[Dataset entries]
PR #149, opened 2017-09-11
Fix service qubesd not working with some locales

NicolaiSoeborg:
On certain locales (e.g. danish) `usage_percent` will output a comma-separated number, which will make `attr` point the last two decimal points, s.t. `return vol_info['attr'][4] == 'a'` (in the `verify` func) will fail (`IndexError`) and `qubesd` wont run.

### DIFF
--- a/qubes/storage/lvm.py
+++ b/qubes/storage/lvm.py
@@ -159,7 +159,7 @@ def init_cache(log=logging.getLogger('qubes.storage.lvm')):
     for line in out.splitlines():
         line = line.decode().strip()
         pool_name, pool_lv, name, size, usage_percent, attr, \
-            origin = line.split(';', 7)
+            origin = line.split(';', 6)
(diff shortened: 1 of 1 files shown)


qubes/storage/lvm.py
```diff
@@ -159,11 +159,11 @@ def init_cache(log=logging.getLogger('qubes.storage.lvm')):
     for line in out.splitlines():
         line = line.decode().strip()
         pool_name, pool_lv, name, size, usage_percent, attr, \
-            origin = line.split(',', 6)
+            origin = line.split(';', 7)
```
marmarek: The change 6->7 is wrong here.

NicolaiSoeborg: Correct! Fixed in commit 9d797cc

NicolaiSoeborg:
I think this should be ready to be merged (unless I somehow need to sign the first commit also?)

PR #151, opened 2017-09-27
linux-stubdom: Set cmdline in HVM config

HW42:
This depends on QubesOS/qubes-vmm-xen#17.

### DIFF
--- a/templates/libvirt/xen.xml
+++ b/templates/libvirt/xen.xml
@@ -42,8 +42,8 @@
                 {% endif %}
                 <kernel>{{ vm.storage.kernels_dir }}/vmlinuz</kernel>
                 <initrd>{{ vm.storage.kernels_dir }}/initramfs</initrd>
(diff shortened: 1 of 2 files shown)


templates/libvirt/xen.xml
```diff
@@ -42,8 +42,8 @@
                 {% endif %}
                 <kernel>{{ vm.storage.kernels_dir }}/vmlinuz</kernel>
                 <initrd>{{ vm.storage.kernels_dir }}/initramfs</initrd>
-                <cmdline>root=/dev/mapper/dmroot ro nomodeset console=hvc0 rd_NO_PLYMOUTH rd.plymouth.enable=0 plymouth.enable=0 {{ vm.kernelopts }}</cmdline>
             {% endif %}
+            <cmdline>root=/dev/mapper/dmroot ro nomodeset console=hvc0 rd_NO_PLYMOUTH rd.plymouth.enable=0 plymouth.enable=0 {{ vm.kernelopts }}</cmdline>
```
marmarek: What about mini-os based stubdomain? Will it ignore this, or fail to start? Or something else?

HW42: It will be silently ignored.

TASK STATEMENT: Restate the records above exactly.

RESULT FOR THIS EXERCISE:
PR #149, opened 2017-09-11
Fix service qubesd not working with some locales

NicolaiSoeborg:
On certain locales (e.g. danish) `usage_percent` will output a comma-separated number, which will make `attr` point the last two decimal points, s.t. `return vol_info['attr'][4] == 'a'` (in the `verify` func) will fail (`IndexError`) and `qubesd` wont run.

### DIFF
--- a/qubes/storage/lvm.py
+++ b/qubes/storage/lvm.py
@@ -159,7 +159,7 @@ def init_cache(log=logging.getLogger('qubes.storage.lvm')):
     for line in out.splitlines():
         line = line.decode().strip()
         pool_name, pool_lv, name, size, usage_percent, attr, \
-            origin = line.split(';', 7)
+            origin = line.split(';', 6)
(diff shortened: 1 of 1 files shown)


qubes/storage/lvm.py
```diff
@@ -159,11 +159,11 @@ def init_cache(log=logging.getLogger('qubes.storage.lvm')):
     for line in out.splitlines():
         line = line.decode().strip()
         pool_name, pool_lv, name, size, usage_percent, attr, \
-            origin = line.split(',', 6)
+            origin = line.split(';', 7)
```
marmarek: The change 6->7 is wrong here.

NicolaiSoeborg: Correct! Fixed in commit 9d797cc

NicolaiSoeborg:
I think this should be ready to be merged (unless I somehow need to sign the first commit also?)

PR #151, opened 2017-09-27
linux-stubdom: Set cmdline in HVM config

HW42:
This depends on QubesOS/qubes-vmm-xen#17.

### DIFF
--- a/templates/libvirt/xen.xml
+++ b/templates/libvirt/xen.xml
@@ -42,8 +42,8 @@
                 {% endif %}
                 <kernel>{{ vm.storage.kernels_dir }}/vmlinuz</kernel>
                 <initrd>{{ vm.storage.kernels_dir }}/initramfs</initrd>
(diff shortened: 1 of 2 files shown)


templates/libvirt/xen.xml
```diff
@@ -42,8 +42,8 @@
                 {% endif %}
                 <kernel>{{ vm.storage.kernels_dir }}/vmlinuz</kernel>
                 <initrd>{{ vm.storage.kernels_dir }}/initramfs</initrd>
-                <cmdline>root=/dev/mapper/dmroot ro nomodeset console=hvc0 rd_NO_PLYMOUTH rd.plymouth.enable=0 plymouth.enable=0 {{ vm.kernelopts }}</cmdline>
             {% endif %}
+            <cmdline>root=/dev/mapper/dmroot ro nomodeset console=hvc0 rd_NO_PLYMOUTH rd.plymouth.enable=0 plymouth.enable=0 {{ vm.kernelopts }}</cmdline>
```
marmarek: What about mini-os based stubdomain? Will it ignore this, or fail to start? Or something else?

HW42: It will be silently ignored.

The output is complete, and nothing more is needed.